_EXERCISE PROMPT_. Copy out every line from the records that includes "isolated".

########################################

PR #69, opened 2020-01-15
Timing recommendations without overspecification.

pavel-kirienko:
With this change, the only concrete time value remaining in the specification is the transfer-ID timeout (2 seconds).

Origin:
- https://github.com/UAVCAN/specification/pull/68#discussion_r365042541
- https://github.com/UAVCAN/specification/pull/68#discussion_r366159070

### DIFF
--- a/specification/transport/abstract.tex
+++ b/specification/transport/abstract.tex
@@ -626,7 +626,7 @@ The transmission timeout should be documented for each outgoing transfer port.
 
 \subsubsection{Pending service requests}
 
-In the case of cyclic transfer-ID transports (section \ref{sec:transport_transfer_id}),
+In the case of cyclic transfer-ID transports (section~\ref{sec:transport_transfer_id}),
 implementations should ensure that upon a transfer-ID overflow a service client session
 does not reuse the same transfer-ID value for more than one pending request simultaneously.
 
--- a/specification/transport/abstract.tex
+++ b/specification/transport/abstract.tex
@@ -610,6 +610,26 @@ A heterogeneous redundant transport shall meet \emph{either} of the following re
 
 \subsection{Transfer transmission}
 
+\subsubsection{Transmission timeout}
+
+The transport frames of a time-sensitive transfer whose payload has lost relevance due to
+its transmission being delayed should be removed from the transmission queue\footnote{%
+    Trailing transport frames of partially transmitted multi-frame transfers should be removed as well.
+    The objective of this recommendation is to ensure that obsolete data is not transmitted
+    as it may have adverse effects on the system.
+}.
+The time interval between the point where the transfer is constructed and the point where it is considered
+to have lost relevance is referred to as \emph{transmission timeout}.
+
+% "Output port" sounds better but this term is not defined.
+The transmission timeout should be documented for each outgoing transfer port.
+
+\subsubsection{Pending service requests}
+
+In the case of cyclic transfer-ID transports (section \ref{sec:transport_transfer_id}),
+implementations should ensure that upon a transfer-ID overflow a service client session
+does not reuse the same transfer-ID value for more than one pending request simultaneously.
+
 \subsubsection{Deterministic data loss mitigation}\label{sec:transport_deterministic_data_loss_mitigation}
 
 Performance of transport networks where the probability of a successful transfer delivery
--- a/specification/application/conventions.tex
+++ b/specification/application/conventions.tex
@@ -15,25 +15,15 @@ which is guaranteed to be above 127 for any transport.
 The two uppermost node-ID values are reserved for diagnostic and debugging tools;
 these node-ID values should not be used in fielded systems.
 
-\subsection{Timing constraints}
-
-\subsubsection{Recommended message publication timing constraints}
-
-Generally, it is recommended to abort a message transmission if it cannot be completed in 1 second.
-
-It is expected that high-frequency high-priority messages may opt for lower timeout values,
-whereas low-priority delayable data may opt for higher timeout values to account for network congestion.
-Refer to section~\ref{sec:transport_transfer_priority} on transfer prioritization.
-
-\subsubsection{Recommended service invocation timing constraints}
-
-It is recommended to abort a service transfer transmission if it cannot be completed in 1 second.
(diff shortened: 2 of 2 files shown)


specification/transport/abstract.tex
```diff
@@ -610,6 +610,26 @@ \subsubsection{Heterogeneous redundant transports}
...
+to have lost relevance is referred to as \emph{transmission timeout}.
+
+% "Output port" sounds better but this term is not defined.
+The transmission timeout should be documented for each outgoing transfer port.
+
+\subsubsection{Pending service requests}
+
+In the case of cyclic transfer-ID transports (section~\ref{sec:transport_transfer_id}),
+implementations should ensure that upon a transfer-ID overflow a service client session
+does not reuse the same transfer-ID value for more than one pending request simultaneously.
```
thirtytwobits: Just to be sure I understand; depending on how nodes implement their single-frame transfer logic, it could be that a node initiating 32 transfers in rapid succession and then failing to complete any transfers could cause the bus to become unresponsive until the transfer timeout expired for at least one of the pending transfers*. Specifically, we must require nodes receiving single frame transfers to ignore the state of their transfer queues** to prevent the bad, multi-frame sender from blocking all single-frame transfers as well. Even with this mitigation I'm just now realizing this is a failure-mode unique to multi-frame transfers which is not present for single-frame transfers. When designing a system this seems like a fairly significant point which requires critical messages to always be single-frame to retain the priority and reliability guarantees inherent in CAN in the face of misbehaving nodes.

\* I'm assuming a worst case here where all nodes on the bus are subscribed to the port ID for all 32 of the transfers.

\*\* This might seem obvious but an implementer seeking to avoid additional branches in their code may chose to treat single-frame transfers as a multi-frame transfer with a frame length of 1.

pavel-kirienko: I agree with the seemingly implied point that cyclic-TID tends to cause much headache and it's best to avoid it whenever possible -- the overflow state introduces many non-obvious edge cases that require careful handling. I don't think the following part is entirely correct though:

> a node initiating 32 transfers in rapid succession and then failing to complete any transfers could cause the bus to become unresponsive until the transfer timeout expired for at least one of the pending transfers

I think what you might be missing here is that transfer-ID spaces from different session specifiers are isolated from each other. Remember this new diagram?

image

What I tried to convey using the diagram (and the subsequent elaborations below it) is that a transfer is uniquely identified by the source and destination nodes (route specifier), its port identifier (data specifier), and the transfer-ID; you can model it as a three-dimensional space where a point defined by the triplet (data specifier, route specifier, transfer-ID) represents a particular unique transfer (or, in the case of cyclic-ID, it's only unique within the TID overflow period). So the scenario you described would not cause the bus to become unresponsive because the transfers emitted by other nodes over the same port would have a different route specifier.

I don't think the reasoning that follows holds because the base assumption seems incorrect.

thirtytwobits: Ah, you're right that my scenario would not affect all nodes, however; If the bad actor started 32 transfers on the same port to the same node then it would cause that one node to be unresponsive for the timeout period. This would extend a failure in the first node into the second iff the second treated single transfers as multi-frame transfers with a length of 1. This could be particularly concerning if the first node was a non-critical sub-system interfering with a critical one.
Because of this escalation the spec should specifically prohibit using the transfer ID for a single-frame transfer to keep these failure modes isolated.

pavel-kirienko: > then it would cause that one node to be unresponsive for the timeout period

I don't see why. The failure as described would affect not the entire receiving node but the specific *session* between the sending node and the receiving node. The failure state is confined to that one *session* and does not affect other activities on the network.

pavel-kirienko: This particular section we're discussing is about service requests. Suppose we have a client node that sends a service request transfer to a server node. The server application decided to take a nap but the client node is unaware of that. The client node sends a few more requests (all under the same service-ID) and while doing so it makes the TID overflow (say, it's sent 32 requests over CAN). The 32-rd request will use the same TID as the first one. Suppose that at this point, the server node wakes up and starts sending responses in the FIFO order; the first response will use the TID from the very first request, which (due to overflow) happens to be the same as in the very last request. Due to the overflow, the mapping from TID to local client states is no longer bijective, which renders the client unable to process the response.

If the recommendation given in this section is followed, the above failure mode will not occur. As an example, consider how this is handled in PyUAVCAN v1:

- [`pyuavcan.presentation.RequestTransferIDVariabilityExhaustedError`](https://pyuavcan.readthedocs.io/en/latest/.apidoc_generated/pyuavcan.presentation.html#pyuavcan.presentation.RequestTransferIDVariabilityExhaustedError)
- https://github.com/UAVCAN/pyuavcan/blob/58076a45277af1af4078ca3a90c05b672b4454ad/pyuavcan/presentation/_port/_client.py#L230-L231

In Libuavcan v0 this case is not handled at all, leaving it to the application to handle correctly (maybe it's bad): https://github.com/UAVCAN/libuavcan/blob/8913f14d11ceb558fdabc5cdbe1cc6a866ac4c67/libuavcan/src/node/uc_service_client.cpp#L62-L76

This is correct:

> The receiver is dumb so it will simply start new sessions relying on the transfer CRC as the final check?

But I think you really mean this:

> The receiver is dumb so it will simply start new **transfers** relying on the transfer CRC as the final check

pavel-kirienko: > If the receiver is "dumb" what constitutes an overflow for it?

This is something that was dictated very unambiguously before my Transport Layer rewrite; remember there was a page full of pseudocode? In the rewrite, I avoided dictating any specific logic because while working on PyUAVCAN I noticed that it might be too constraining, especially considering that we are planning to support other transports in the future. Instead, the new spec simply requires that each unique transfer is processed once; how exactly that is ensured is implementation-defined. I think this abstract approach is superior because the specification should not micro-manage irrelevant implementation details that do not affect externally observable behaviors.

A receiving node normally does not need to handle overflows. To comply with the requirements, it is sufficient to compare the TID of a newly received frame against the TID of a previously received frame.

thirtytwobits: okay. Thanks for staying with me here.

########################################

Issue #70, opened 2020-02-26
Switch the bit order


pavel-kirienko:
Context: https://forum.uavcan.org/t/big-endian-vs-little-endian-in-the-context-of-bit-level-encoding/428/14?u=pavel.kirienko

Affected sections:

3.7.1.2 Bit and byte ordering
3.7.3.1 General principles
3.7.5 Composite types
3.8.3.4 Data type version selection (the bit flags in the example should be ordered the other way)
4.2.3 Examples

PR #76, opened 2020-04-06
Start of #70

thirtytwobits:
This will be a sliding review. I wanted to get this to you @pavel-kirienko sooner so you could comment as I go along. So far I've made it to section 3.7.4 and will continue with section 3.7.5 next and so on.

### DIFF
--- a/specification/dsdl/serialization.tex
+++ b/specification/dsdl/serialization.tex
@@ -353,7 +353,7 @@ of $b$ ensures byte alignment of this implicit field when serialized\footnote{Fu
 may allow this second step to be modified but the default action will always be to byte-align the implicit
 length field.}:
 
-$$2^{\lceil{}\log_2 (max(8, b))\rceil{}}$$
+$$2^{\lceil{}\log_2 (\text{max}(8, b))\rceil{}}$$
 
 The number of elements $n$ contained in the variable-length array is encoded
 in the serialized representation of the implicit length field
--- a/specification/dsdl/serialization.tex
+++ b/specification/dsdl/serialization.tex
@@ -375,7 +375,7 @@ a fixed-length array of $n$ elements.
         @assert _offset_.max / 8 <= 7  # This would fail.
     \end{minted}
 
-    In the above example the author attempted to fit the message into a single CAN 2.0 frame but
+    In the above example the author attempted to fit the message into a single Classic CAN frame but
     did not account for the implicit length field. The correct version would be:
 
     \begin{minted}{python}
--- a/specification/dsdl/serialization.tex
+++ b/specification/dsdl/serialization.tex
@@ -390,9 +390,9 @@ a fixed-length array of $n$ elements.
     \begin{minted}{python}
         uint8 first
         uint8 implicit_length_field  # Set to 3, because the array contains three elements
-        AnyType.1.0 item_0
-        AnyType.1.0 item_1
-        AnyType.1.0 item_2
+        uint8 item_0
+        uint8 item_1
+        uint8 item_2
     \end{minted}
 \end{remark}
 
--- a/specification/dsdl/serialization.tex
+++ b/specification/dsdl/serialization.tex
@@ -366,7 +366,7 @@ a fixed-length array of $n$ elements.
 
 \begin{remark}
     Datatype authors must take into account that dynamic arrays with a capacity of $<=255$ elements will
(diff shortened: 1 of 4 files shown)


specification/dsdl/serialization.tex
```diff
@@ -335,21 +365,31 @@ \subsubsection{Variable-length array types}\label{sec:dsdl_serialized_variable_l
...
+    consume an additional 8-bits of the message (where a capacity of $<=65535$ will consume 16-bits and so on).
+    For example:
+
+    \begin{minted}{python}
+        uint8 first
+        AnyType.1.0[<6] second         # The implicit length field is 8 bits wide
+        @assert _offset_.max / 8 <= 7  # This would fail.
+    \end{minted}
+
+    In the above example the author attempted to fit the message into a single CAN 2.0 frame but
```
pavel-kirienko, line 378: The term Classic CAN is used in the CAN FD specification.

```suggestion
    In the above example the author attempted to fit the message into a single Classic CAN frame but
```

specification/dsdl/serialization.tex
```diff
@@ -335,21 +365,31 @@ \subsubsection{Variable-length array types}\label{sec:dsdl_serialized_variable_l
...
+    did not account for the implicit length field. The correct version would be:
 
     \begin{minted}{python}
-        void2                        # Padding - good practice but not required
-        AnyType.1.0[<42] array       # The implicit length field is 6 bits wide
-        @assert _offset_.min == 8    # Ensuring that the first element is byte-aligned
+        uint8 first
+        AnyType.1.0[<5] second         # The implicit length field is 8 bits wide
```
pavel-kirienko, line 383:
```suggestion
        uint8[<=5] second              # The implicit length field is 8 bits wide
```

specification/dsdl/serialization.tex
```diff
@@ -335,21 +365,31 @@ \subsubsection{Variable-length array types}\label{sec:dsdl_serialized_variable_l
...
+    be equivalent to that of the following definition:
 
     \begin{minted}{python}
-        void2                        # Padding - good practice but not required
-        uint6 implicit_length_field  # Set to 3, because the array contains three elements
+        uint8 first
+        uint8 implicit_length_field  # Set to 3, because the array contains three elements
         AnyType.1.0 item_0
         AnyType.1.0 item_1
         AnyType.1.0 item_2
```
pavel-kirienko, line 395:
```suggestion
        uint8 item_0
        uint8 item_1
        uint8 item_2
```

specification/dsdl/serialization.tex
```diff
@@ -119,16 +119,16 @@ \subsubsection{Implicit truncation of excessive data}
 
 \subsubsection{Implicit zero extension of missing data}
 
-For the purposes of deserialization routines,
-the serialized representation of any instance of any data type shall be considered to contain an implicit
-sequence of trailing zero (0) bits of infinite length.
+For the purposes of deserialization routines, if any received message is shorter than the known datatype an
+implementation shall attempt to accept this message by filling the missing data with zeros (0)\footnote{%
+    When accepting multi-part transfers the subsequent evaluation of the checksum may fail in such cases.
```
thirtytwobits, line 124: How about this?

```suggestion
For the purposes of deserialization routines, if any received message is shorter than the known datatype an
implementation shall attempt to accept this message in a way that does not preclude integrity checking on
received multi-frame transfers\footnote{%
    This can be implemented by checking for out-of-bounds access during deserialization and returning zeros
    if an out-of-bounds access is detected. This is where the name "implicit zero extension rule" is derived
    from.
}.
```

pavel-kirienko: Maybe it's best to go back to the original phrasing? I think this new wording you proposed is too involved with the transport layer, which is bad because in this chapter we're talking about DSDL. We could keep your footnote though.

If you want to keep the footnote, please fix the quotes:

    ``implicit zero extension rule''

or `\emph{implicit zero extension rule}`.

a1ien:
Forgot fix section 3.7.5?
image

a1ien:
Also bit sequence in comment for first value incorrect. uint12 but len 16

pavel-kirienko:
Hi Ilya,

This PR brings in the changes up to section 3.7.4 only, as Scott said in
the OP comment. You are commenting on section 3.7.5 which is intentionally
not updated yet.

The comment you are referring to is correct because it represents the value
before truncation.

########################################

_SOLUTION_.
I think what you might be missing here is that transfer-ID spaces from different session specifiers are isolated from each other. Remember this new diagram?
Because of this escalation the spec should specifically prohibit using the transfer ID for a single-frame transfer to keep these failure modes isolated.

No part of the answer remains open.